Shannon had been in a car accident once, gotten clipped from behind and spun into traffic, only an oncoming truck had kicked her car back around the other way, just in time to be hit again. Standing here in a hotel bathrobe, she was feeling that same dizzy vertigo. Fighter jets, mustering troops, cryptic proclamations, and now whatever this was. “Natalie—”

“Just let me finish, would you? I need to get this out.”

Shannon tightened the bathrobe, nodded.

“What I’m trying to say is that I’m not an idea, a concept of an ex-wife. Nick and I, our history, it’s real. He was my first crush, and he’s the father of my children.”

Oh God.

She’s still in love with him.

Astonishingly, the idea had never occurred to her. She and Nick hadn’t had a typical courtship, hadn’t faced the everyday awkwardnesses of a couple coming together. Hell, they’d barely had much that counted as a date: dinner, a bottle of wine, small talk. All things that Nick must have done with Natalie years ago. She knew Cooper loved his children, but she’d always assumed that, romantically, he and Natalie were done.

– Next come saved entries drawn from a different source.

PR #1422, opened 2021-12-17
NIN - Raiju analyser bugfix

Toastdeib:
Turns out I did a stupid with my initial Raiju analyser implementation. This one correctly handles stacks being built up and spent, so it won't ding people erroneously anymore.


KelosPelmand (approved):
Looks good overall.  For what it's worth, this looks like it will not ding for stacks lost when dying since you should get a statusRemove event on death.

Toastdeib:
I can confirm you're correct on that; one of the parses I was testing with only got dinged for 2 dropped stacks but they had at least 2-3 others caused by their 6 deaths that it didn't count. I _think_ that should be the desired behavior for this analyser; AFAIK, we usually don't ding on other things like that (e.g. lost gauge due to death), since we're already yelling at them for dying in the first place.

KelosPelmand:
Sounds fine to me.  I was pointing it out in case you hadn't considered it one way or the other.

AzariahAeroborn (approved):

“I’m not telling you what to do,” Natalie said. “Honestly, I don’t even know what I want. And you can’t claim a person like calling shotgun.” She paused, as if reconsidering, pondering doing exactly that.

And if she does, what then? Badly as you want Nick, are you going to get in the way of a woman trying to put her family back together?

Before Shannon could answer that question, something on the muted tri-d caught her eye. It wasn’t the speed and efficiency with which the paramedics were working on the figures on the floor. Nor was it the fact that she thought she recognized the restaurant. It wasn’t even the security team holding back a screaming woman.

It was that the screaming woman was Natalie.

Nick’s ex-wife followed her gaze, saw the video. She winced. “I need to get back. My son is still—”

“Natalie,” Shannon said, “what happened?”

“A man attacked us yesterday morning at breakfast. He was after Nick, but Todd got in the way.”

“Oh my God.” Her hand flew to her mouth. “Is he—”

“He’s in a coma, but they say he’s going to be okay.” Natalie said the words steadily, facing them. She was strong, no question about that. “We were lucky. If this had happened anywhere else, Cooper would be dead.”

Natalie told the story in clipped sentences: The assassin taking down the guards like they weren’t there. Stabbing Nick. His heart stopping. The medics, not regular first responders but elite doctors in Epstein’s employ, somehow suspending his fading metabolic processes, then transporting him to a clinic for a surgery that sounded like science fiction. Nick waking to find his son in a coma and his country tearing itself apart. All of it happening while Shannon was unaware, while she tramped back from the airport and booked this suite and collapsed into bed.

“Can I see him?” Shannon started for the bedroom. “Let me get dressed.”

“He’s gone.”

She paused, turned slowly. “Gone?”

“Epstein is arranging a jet for him. He’s trying to get to Ohio.”

“He’s . . . what?”

Natalie’s exhale wasn’t quite a laugh. “Yeah.”

“Why?”

“There’s a scientist who has developed something extraordinary. Something Nick thinks might be able to prevent war.”

“I know,” Shannon said, “I’m the one who told Nick about it.” Not a jab, she told herself, not an attack, but there was nothing wrong with claiming her space. Natalie had history with Nick; she had this, this strange, intense life they both lived on the edge, and it wasn’t nothing.